There is a tremendous difference between men and women in the way they form their reproductive cells. First, let us begin with a short description of spermatogenesis, the process of making sperm. Spermatogonia (sperm stem cells) are the first cells in the lineage that leads to sperm. They have the ability to continually divide by mitosis. At puberty, some of these spermatogonia begin the process of meiosis, and each produces four haploid cells containing twenty-three chromosomes. These haploid cells also begin the process of compacting the DNA in their nucleus, forming the sperm head, and gradually developing the sperm tail, with a concomitant loss of much of their cellular material. This process, from beginning to end, takes almost fifty days. It is a continuous process, so once it begins, the testes contain reproductive cells at every stage of development. Mature sperm cells accumulate, and a single ejaculate contains hundreds of millions of sperm.
In quite a contrast, the process of making ova or eggs in the female begins before birth. While the young female embryo is still barely recognized as a pregnancy, the egg stem cells divide to make oocytes. By the eighth week of fetal development, the total number of oocytes that a female will ever carry is present, about half a million. These oocytes then begin the process of meiosis. Unlike sperm, however, oocytes do not divide equally in meiosis. Only one out of the four cells with a haploid chromosome number becomes a potential egg. But even further removed from spermatogenesis, meiosis in oocytes stops after the DNA replicates. This happens well before the female baby is born. Thus, all half-million potential egg cells in a female are in "suspended animation" at this early stage of meiosis. At puberty, one or two eggs are released each month in ovulation. Upon ovulation, the first of two divisions of meiosis occurs in the released egg. This means that some eggs are in this suspended state of animation for over fifty years! Then, only if a sperm fertilizes this egg does the egg quickly complete the second division of meiosis to make the haploid egg. In this way, the new individual is result of the joining of a haploid egg and a hap-loid sperm.

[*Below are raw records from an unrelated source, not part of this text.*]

PR #51, opened 2020-01-10
Fill in Sample.sample_projects from the database.  

### LINKED ISSUE #23: Fill in Sample.sample_projects
Daniel has in the past indicated that the project name-to-sample relationships are many-to-many and are retrieved by joining as shown below:

select barcodes.project.project FROM
barcodes.barcode
LEFT JOIN barcodes.project_barcode ON
barcodes.barcode.barcode = barcodes.project_barcode.barcode
LEFT JOIN barcodes.project ON
barcodes.project_barcode.project_id = barcodes.project.project_id
where barcodes.barcode.barcode = XXXXX

(provide your own where clause, obviously :) . The results will need to be put into a list.

dhakim87:
Resolves #23 

Adds a secondary query to fill in sample_projects whenever we pull in a Sample object using the SampleRepo.  Fixed KitRepo to use SampleRepo internally so we don't have to keep both in sync.


microsetta_private_api/model/sample.py
```diff
@@ -23,23 +24,23 @@ def is_locked(self):
...
         return {
             "sample_barcode": self.barcode,
             "sample_site": self.site,
-            "sample_locked": self.is_locked(),
+            "sample_locked": self.is_locked,
             "sample_datetime": self.datetime_collected,
             "sample_notes": self.notes,
-            "sample_projects": None  # TODO: Where is this info?
+            "sample_projects": list(self.sample_projects)
         }
```
AmandaBirmingham: Q: Just curious--what is the usage of list(...) here?  I would have thought from the line 

`sample_projects = [project[0] for project in project_rows]`

in `sample_repo.get_sample()` that the `sample_projects` argument was already a list ... is this belt-and-suspenders approach, or a copy thing, or ...?

dhakim87: Just a copy thing.  Didn't like the idea that modifying any of the to_api fields could mutate the input objects.  Maybe I'll look into some way to freeze the output dictionaries so I can stop copying things for no reason

Issue #39, opened 2020-01-09
Return *array* of survey templates from GET /accounts/{account_id}/sources/{source_id}/survey_templates


AmandaBirmingham:
Errr ... somehow I apparently incorrectly set this endpoint to return a *single* survey_template info rather than an *array* of survey_template info:

https://github.com/biocore/microsetta-private-api/blob/cd599ea218bbd00f3e6c4a7f98a11d4fce7588b3/microsetta_private_api/api/microsetta_private_api.yaml#L299-L325

AmandaBirmingham:
Have a fix ready to put into PR ... :)

AmandaBirmingham:
Fixed by #54

Issue #28, opened 2020-01-08
Make source_type optional for GET /accounts/{account_id}/sources


AmandaBirmingham:
To allow users to get all source types at once rather than having to loop over them

AmandaBirmingham:
Fixed by #54

PR #54, opened 2020-01-10
Fixes issue #39 and #28

AmandaBirmingham:
Fixes issue #39 by returning an *array* of survey templates from GET /accounts/{account_id}/sources/{source_id}/survey_template . Also refactors survey- and survey_template-related request and response schemas to reduce what used to be very heavy duplication (@dhakim87 check it out: adding a single field to an existing schema! :D ) NOTE that the only change caused by this refactor is addition of `survey_template_id` to the (answered) *`survey`*-related endpoints (which isn't a big change as these endpoints already included various info about the template the answered survey was based on--such as template name, etc.) .  This will need to be included when the survey and survey_template related implementation methods are brought into alignment with the api (currently they are pretty divergent).

Fixes issue #28 , making source_type optional for GET /accounts/{account_id}/sources .

### DIFF
--- a/microsetta_private_api/api/microsetta_private_api.yaml
+++ b/microsetta_private_api/api/microsetta_private_api.yaml
@@ -108,8 +108,8 @@ paths:
       operationId: microsetta_private_api.api.implementation.read_sources
       tags:
         - Sources
-      summary: Get sources associated with account, filtered by source type
-      description: Get sources associated with account, filtered by source type
+      summary: Get sources associated with account, filtered by source type if a source type is provided
+      description: Get sources associated with account, filtered by source type if a source type is provided
       parameters:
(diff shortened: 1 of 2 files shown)


microsetta_private_api/api/microsetta_private_api.yaml
```diff
@@ -989,7 +973,7 @@ components:
     source_id:
       type: string
       readOnly: true # sent in GET, not in POST/PUT/PATCH
-      example: "59688a9b-c664-4a0d-9125-ccdc04909c8e"
+      example: "b0b0b0b0-b0b0-b0b0-b0b0-b0b0b0b0b0b0"
```
dhakim87: 🐵 
Should we pick a better magic number for test uuids if we're going to expose them in our public api until the end of time?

The above process of forming our gametic cells is important to understand, especially in light of the action of mutagens and teratogens. When we are exposed to mutagens or teratogens, our potential progeny, our reproductive cells, are also getting exposed. In the case of males, the cells that go on to make sperm are vulnerable to mutagenic agents. Because sperm cells are continually being made, sperm cells were thought to be less vulnerable than female gametes, which are never renewed. However there are now documented cases of male exposure to mutagens that result in higher incidence of leukemia among their children. Of course, for females, the window of vulnerability begins even before birth. Thus, exposing unborn females to radioactive fallout has had long-term consequences for girls born to exposed mothers.